Aktie unter Druck: Schwacher US-Immobilienmarkt belastet HSBC

Aktie unter Druck
Schwacher US-Immobilienmarkt belastet HSBC

Die Abkühlung des US-Immobilienmarktes hinterlässt unerwartet tiefe Spuren in der Bilanz der britischen Bank HSBC.

HB LONDON/NEW YORK. Europas größtes Geldhaus teilte am Mittwochabend mit, die Rückstellungen für faule Kredite dürften um 1,8 Mrd. Dollar oder ein Fünftel höher liegen, als von Analysten im Schnitt erwartet. Grund sei, dass im US-Immobiliengeschäft gerade bei jüngeren Krediten immer mehr Schuldner mit schlechterer Bonität in Zahlungsversäumnis gerieten. Insgesamt soll sich die Risikovorsorge auf etwa 10,6 Mrd. Dollar belaufen.

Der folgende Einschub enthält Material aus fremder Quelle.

PR #2098, opened 2020-05-13
finalize: Add RequiresMountsFor=/boot too

cgwalters:
In https://bugzilla.redhat.com/show_bug.cgi?id=1827712
some OpenShift CI is seeing `/boot` being unmounted before
`ostree-finalize-staged.service` runs or completes.

We finally tracked this down to a bug elsewhere, but
I think we should add this because it clearly shows
our requirements.

### DIFF
--- a/src/boot/ostree-finalize-staged.service
+++ b/src/boot/ostree-finalize-staged.service
@@ -23,7 +23,7 @@ Documentation=man:ostree(1)
 ConditionPathExists=/run/ostree-booted
 DefaultDependencies=no
 
-RequiresMountsFor=/sysroot
+RequiresMountsFor=/sysroot /boot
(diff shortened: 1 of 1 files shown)


vtolstov:
if i have mounted boot but in readonly mode? does requires mounts for check also that path is writable ?

cgwalters:
> if i have mounted boot but in readonly mode? does requires mounts for check also that path is writable ?

This doesn't affect readonly state.  See https://github.com/ostreedev/ostree/pull/1767 for that.

vtolstov:
@cgwalters thanks!

cgwalters:
xref https://ask.fedoraproject.org/t/silverblue-missing-boot-option/7330/5

PR #3128, opened 2024-01-03
switchroot: use shared constant for unlock --hotfix

cgwalters:
So it's easier to link the two bits of code.


ericcurtin (approved):
Yeah these ifdef's and compile time concatenations are handy

PR #3131, opened 2024-01-04
status: Pass correct remote name when verifying

cgwalters:
The default `ostree admin status` tries to do signature verification, but doesn't error out if that fails.

However, an extremely longstanding bug here is that we passed the "osname" aka stateroot instead of the remote name.  This happens to work for e.g. Fedora Silverblue today, where they are the same.  It doesn't work on FCOS (remote = fedora, stateroot = fedora-coreos).

### DIFF
--- a/src/ostree/ot-admin-builtin-status.c
+++ b/src/ostree/ot-admin-builtin-status.c
@@ -33,35 +33,6 @@ static gboolean opt_verify;
 static GOptionEntry options[] = { { "verify", 'V', 0, G_OPTION_ARG_NONE, &opt_verify,
                                     "Print the commit verification status", NULL },
                                   { NULL } };
-
-#ifndef OSTREE_DISABLE_GPGME
-static gboolean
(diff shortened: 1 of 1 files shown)


ericcurtin (approved):
LGTM, gonna run a test on this branch first, because why not.

ericcurtin:
Tested, also superfast:

```
time LD_LIBRARY_PATH=.libs ./.libs/ostree admin status
* fedora b85477d99c978596689e50e47e3a571816c0a93ea35b994e1c84a98cc3318695.0
    Version: 38.20240104.0
    Unlocked: development
    origin: <unknown origin type>
  fedora 2f0b019864dbc2ff2be71f64f80b64a2499c612b41d6c6f738658495cd76c9e9.0 (rollback)
    Version: 38.20240104.0
    origin: <unknown origin type>

real	0m0.016s
user	0m0.006s
sys	0m0.010s
```

ericcurtin:
Sorry this failed one of the builds because of ifdef differences, gonna fix.

PR #3132, opened 2024-01-05
status: Fix build without GPGME

ericcurtin:
If OSTREE_DISABLE_GPGME is not built in set remote to NULL.

The ostree_repo_signature_verify_commit_data path is irrelevant in the
no gpg case anyway. Having this set as NULL ensures an error gets
thrown early.

### DIFF
--- a/src/ostree/ot-admin-builtin-status.c
+++ b/src/ostree/ot-admin-builtin-status.c
@@ -152,6 +152,8 @@ deployment_print_status (OstreeSysroot *sysroot, OstreeRepo *repo, OstreeDeploym
 
       g_print ("%s", output_buffer->str);
     }
+#else
+  g_autofree char *remote = NULL;
 #endif /* OSTREE_DISABLE_GPGME */
   if (opt_verify)
     {


ericcurtin:
Fixes broken build from:

https://github.com/ostreedev/ostree/pull/3131

src/ostree/ot-admin-builtin-status.c
```diff
@@ -152,6 +152,8 @@ deployment_print_status (OstreeSysroot *sysroot, OstreeRepo *repo, OstreeDeploym
 
       g_print ("%s", output_buffer->str);
     }
+#else
+  g_autofree char *remote = ostree_deployment_get_osname (deployment);
```
cgwalters, line 156: No, the osname/stateroot is never right for this.  Let's just do instead:
`const char *remote = NULL;`
instead.

cgwalters:
BTW procedural point; we try to use "topic prefixes" in this repo, so the commit message could look more like (but also rewording with the new suggestion):

> status: Fix build without GPGME
>
> Regression from previous change.

src/ostree/ot-admin-builtin-status.c
ericcurtin: Sounds good, this whole ostree_repo_signature_verify_commit_data path seems irrelevant with gpg anyway, setting this as null nips it in the bud alright.

ericcurtin:
Repushed with changes.

cgwalters (approved):

PR #3133, opened 2024-01-05
systemd/ostree-boot-complete: Start earlier

cgwalters:
systemd/ostree-boot-complete: Add `ConditionKernelCommandLine=ostree`

In practice we don't enable this unit except via our generator,
but let's do this on general principle.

Die HSBC-Aktie verlor in London am Vormittag 2,6 Prozent auf 907 Pence. Mit umgerechnet deutlich über 160 Mrd. Euro Marktkapitalisierung sind die Briten aber nach wie vor Europas größte Bank. Zumindest in einem Punkt konnte HSBC die Anleger beruhigen: Abgesehen von den Problemen mit Hypotheken in den USA habe die Geschäftsentwicklung 2006 den Erwartungen entsprochen, hieß es.

Der US-Immobilienmarkt hat sich nach einem jahrelangen Boom in den vergangenen Monaten deutlich abgekühlt. Die gesunkenen Preise bremsen auch das Wachstum der US-Wirtschaft. Sinken die Preise für kreditfinanzierte Häuser, kann dies beispielsweise den Besitzer bei einem Verkauf in Probleme bringen. Zudem bereitete der kräftige Zinsanstieg vielen Verbrauchern Probleme.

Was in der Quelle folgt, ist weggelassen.